With such a fast moving space I'm always wary of adopting optimization techniques that I can't easily prove and pivot from (which means measuring/evals are necessary).
Slowly but surely, abstractions allow us to use others' deep investments in the matter of coordination without losing control (e.g. pyspark worker/driver coordination) and we can invest on friction removal and direct value generation in our domains (e.g. banking/retail/legal payments, etc)
- [1] https://alexhans.github.io/posts/series/evals/error-compound...
Now if I ask “why did you not use the skill”, the answer typically starts with an apology, the insight which skill it should have used, and it will proceed using the skill.
In contrast, asking “what can we change in the skill description so you use it next time I ask you to commit”, it will typically explain how it selects skills and how to modify the skill in question’s description so it would pick it on its own.
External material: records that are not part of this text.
PR #4678, opened 2022-02-13
Caching & Playback Timing Improvements (UI)

jonoomph:
Related to https://github.com/OpenShot/libopenshot/pull/796/. (will break without 796 being merged first)

**Fixes in this PR:**
 - Fixing some **audio playback issues** where opening a project / creating a project would not use the correct sample rate
 - Fixing **cache rendering issue**, which would leave blanks unrendered (i.e. blue bar)
 - Increase **default cache** size to **1024 MB**
 - Change of **default sample rate** to **48000** (which is the default on Windows 10+ now)
 - Adding **Playback FPS** to the UI (for troubleshooting)
 - Logging **default system sample rate**, for troubleshooting (especially on Windows if audio plays back at the wrong rate, too slow or too fast). Sample rate must match OpenShot's preferences if you experience an issue with audio pitch/speed.
 - Always **reset playhead to 0** when opening / creating a project
 - **Refactor to Play/Pause buttons**, and cleaned up a bunch of sloppy icon, toggle playback code.
 - Fixed a bug which would **increment +1 timeline position** by clicking Play on an empty timeline

### DIFF
--- a/freeze.py
+++ b/freeze.py
@@ -202,7 +202,7 @@ if sys.platform == "win32":
     extra_exe = {"base": None, "name": exe_name + "-cli.exe"}
 
     # Standard graphical Win32 launcher
-    base = "Win32GUI"
+    #base = "Win32GUI"
     build_exe_options["include_msvcr"] = True
     exe_name += ".exe"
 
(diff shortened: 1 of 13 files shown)


jonoomph:
Merging this now. We have had some users helping us test this branch, and we are finally getting good feedback from this PR and https://github.com/OpenShot/libopenshot/pull/796. Need to get this into the daily build and expand testing.

PR #4691, opened 2022-02-22
WIP: Make caption timestamps relative to the start of the clip

JacksonRG:
# Issue:
Timestamps took absolute times for when to start and stop displaying.

This meant that they had to be adjusted any time a clip was moved.

# Solution:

A single-agent system (SAS) uses this budget for a deep, unified reasoning stream (averaging 7.2 turns), multi-agent teams would fragment the same budget into dozens of coordination messages
I wonder if the budget is increased (say 50k) would the same results be observed ?
Good for promo projects though, lol
Empirically, a top level orchestrator that calls out to a planning committee, then generates a task-dag from the plan which gets orchestrated in parallel where possible is the thing I've seen put in the best results in various heterogeneous environments. As models evolve, crosstalk may become less of a liability.
Depth first, slow turtle recursion is likely the best way to reason through the hardest problems. It's also much more efficient compared to things that look more like breadth first search (gas town).
> Average performance (%) across four agentic benchmarks improves consistently with increasing model Intelligence Index.
> Centralized and hybrid coordination generally yield superior scaling efficiency, suggesting that collaborative agentic structures amplify capability gains more effectively than individual scaling alone.
Then again, the deltas between SAS and best performing MAS approach are ~8%, so I can't help wonder if it's worth the extra cost, at least for the generation of models that was studied.
The error amplification numbers are wild! 17x for independent agents vs 4x with some central coordination. Clink provides users (and more importantly their agents) the primitives to choose their own pattern.
The most relevant features are...
- work queues with claim/release for parallelizable tasks - checkpoint dependencies when things need to be sequential - consensus voting as a gate before anything critical happens
The part about tool count increasing coordination overhead is interesting too. I've been considering exposing just a single tool to address this, but I wonder how this plays out as people start stacking more MCP servers together. It feels like we're all still learning what works here. The docs are at https://docs.clink.voxos.ai if anyone wants to poke around!
> The part about tool count increasing coordination overhead is interesting too. I've been considering exposing just a single tool to address this, but I wonder how this plays out as people start stacking more MCP servers together.
It works really well. Whatever knowledge LLMs absorb about CLI commands seems to transfer to MCP use so a single tool with commands/subcommands works very well. It’s the pattern I default to when I’m forced to use an MCP server instead of providing a CLI tool (like when the MCP server needs to be in-memory with the host process).
That's great to hear. It makes sense given the MCP server in this case is mainly just a proxy for API calls. One thing I wonder is at what point do you decide your single tool description packs in too much context? Do you introduce a tool for each category of subcommands?
My hunch is that we'll see a number of workflows that will benefit from this type of distributed system. Namely, ones that involve agents having to collaborate across timezones and interact with humans from different departments at large organizations.
Is this going to be released for general use?